Mortgage rates improved today following weaker economic data in Europe.  That data fueled demand in bond markets overnight, pulling US Treasury yields back to yesterday's lowest levels.  The mortgage-backed-securities (MBS) that dictate loan pricing take heavy cues from that movement in broader bond markets.  The trick is for the daytime hours to cooperate. 

In other words, overnight gains in bond markets (meaning "lower rates") will only materialize into lower mortgage rates if those gains hold for a few hours in the morning.  That's often up to the economic data calendar, and today was no exception.  While the first round of data didn't do much to threaten bond markets, the 10am data caused quite a bit of volatility.  While it did end the good times for today, markets held on to enough of the gains for lenders to avoid issuing 'negative reprices' (where mortgage lenders raise rates in the middle of the day). 

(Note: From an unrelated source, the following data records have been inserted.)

PR #2596, opened 2024-04-01
fix(cargo-bazel): ignore example crates when checking if proc-macro

### LINKED ISSUE #2577: crates_universe lockfile associating a package's examples as a proc_macro_deps
## What

When depending on certain crates, the bazel lockfile from crates_universe incorrectly associates a crate's dependency as a `proc_macro_dep` if the transitive dependency contains an `example`  that is also a crate type of `proc-macro`.

rules_rust: v0.40.0
bazel: v6.4.0

## Example Scenario

[deno-ops crate](https://github.com/denoland/deno_core/blob/79e73e500e409063cfbc165b58314d2c66cbf371/ops/Cargo.toml#L18) has a dependency on proc-macro-rules crate. The proc-macro-rules crate has an [example](https://github.com/nrc/proc-macro-rules/blob/ce363947a762d0667e1040c39b8596433026c594/Cargo.toml#L24-L26) that is `proc-macro`. This causes the `proc-macro-rules` crate to be added to both the `deps` and `proc_macro_deps` attributes, when it should only be added to `deps`.

e.g.
```sh
$ bazel query @crate_index__deno_ops-0.78.0//:all --output=build | grep deps
  deps = ["@crate_index__deno-proc-macro-rules-0.3.2//:deno_proc_macro_rules", "@crate_index__lazy-regex-2.5.0//:lazy_regex", "@crate_index__once_cell-1.19.0//:once_cell", "@crate_index__pmutil-0.6.1//:pmutil", "@crate_index__proc-macro-crate-1.3.1//:proc_macro_crate", "@crate_index__proc-macro2-1.0.79//:proc_macro2", "@crate_index__quote-1.0.35//:quote", "@crate_index__regex-1.10.4//:regex", "@crate_index__strum-0.25.0//:strum", "@crate_index__syn-1.0.109//:syn", "@crate_index__syn-2.0.55//:syn", "@crate_index__thiserror-1.0.58//:thiserror"],
  proc_macro_deps = ["@crate_index__deno-proc-macro-rules-0.3.2//:deno_proc_macro_rules", "@crate_index__strum_macros-0.25.3//:strum_macros"],
  ```
 
When building the deno-ops target, this is the error:
```
in rust_proc_macro rule @crate_index__deno_ops-0.78.0//:deno_ops: 
<traceback redacted>
Error in fail: @crate_index__deno_ops-0.78.0//:deno_ops listed @crate_index__deno-proc-macro-rules-0.3.2//:deno_proc_macro_rules in its proc_macro_deps, but it is not proc-macro, it is a rlib. It should probably instead be listed in deps.
```

This is because `deno_proc_macro_rules` is properly generated as a `rust_library`.

## Potential Fix 
 
After skimming through the rules_rust generator source code, I believe this following function is where we can benefit from an extra filter.
 https://github.com/bazelbuild/rules_rust/blob/fc601ba32f21ec034baebc487646dea92afbcd04/crate_universe/src/metadata/dependency.rs#L199-L204
 
We should only be looking for `proc-macro` targets that are not an `example`. 

With the following patch, the bazel lockfile was generated without adding the `proc-macro-rule` as a `proc_macro_dep` and the build succeeds.

```patch
diff --git a/crate_universe/src/metadata/dependency.rs b/crate_universe/src/metadata/dependency.rs
index 979719b8..7f82c860 100644
--- a/crate_universe/src/metadata/dependency.rs
+++ b/crate_universe/src/metadata/dependency.rs
@@ -197,10 +197,17 @@ fn is_lib_package(package: &Package) -> bool {
 }
 
 fn is_proc_macro_package(package: &Package) -> bool {
-    package
-        .targets
-        .iter()
-        .any(|target| target.crate_types.iter().any(|t| t == "proc-macro"))
+    package.targets.iter().any(|target| {
+        let is_proc_macro = target
+            .crate_types
+            .iter()
+            .any(|t| t == "proc-macro");
+        let is_example = target
+            .kind
+            .iter()
+            .any(|t| t == "example");
+        is_proc_macro && !is_example
+    })
 }
 
 fn is_dev_dependency(node_dep: &NodeDep) -> bool {
```

qtica:
# WHAT

* ignore example crate types when checking if it is a proc-macro

# WHY

When building the list of `deps` and `proc_macro_deps` for a given crate, 
dependency crates which contain examples in their Cargo.yaml of of type
`proc-macro` cause the dependency to be added to the `proc_macro_deps`. The
example crate types should be ignored.

Fixes #2577


qtica:
@UebelAndre would you mind taking a look at this PR for fixing the issue I opened the other day? 

I took at glance at the failing tests and they seem unrelated?

UebelAndre (approved):
Thank you! Has a test and everything! <3

Issue #2586, opened 2024-03-29
crates.io download URLs


Turbo87:
crates.io lately changed the way download requests are routed to reduce the load on their API servers  (see https://blog.rust-lang.org/2024/03/11/crates-io-download-changes.html). This was done via https://github.com/rust-lang/crates.io-index/commit/0f11dc08f3ac7acfc356ed2d4e2711e6c023566c, but it looks like Bazel has the URL patterns hardcoded at the moment (see https://github.com/bazelbuild/rules_rust/blob/0.41.0/crate_universe/src/metadata/metadata_annotation.rs#L276-L279) so these requests are still going through the crates.io API.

The most prevalently-quoted conforming 30yr fixed rate remains 4.0% for top tier borrowers.  The closing costs associated with that rate are now back in line with those seen on Tuesday, which was the best day in November at the time.  4.125% is still a respectable runner-up, but it at current levels, 3.875% is very close.

 


Loan Originator Perspective

"Another day trapped in the range. All in all the current range is a great place to be trapped in. The lack of volatility in best execution rates over the last couple of weeks has proven to be both a great time to float and lock. There is certainly a consolidation here that will pop, when it does you have to be ready for the volatility. Loans closing within 15 days should be locking. " -Constantine Floropoulos, Quontic Bank

"Another day of sideways trades today, as we treaded water, again. It's amazing how little movement we've seen, my pricing has moved less than .5% (to cost, not rate) for the past few weeks. All in all, at least we're stuck at attractive levels. It's going to be interesting when we break out, whether it's higher, or lower rates!" -Ted Rood, Senior Loan Officer, MB Bank

"Rates continue to be range bound. While the range is holding, my advice continues to be the same. Float all loans until within 15 days of funding, then pull the trigger. Weakness out of Europe appears to be the major driver of this range bound market and i do not see any European recovery in the near future. So a spike in interest rates here appears to be unlikely anytime soon." -Victor Burek, Open Mortgage

"Mortgage bonds remain in a tight sideways pattern. Bonds are bound to break higher or lower in the coming trading days. Depending on which direction the break occurs we may be quickly locking or popping champagne corks as we enjoy a dip in rates. Float carefully for now but do keep a close eye on the ten year treasury yield for signs of the break." -Manny Gomes, Branch Manager Norcom Mortgage

Today's Best-Execution Rates

  • 30YR FIXED - 4.0-4.125
  • FHA/VA - 3.5-3.75
  • 15 YEAR FIXED -  3.25
  • 5 YEAR ARMS -  3.0 - 3.50% depending on the lender


Ongoing Lock/Float Considerations

  • The hallmark of 2014 has been a narrow range in rates.  Too many market participants bet on rates going higher in 2014, and markets punished that imbalance with a paradoxical move lower.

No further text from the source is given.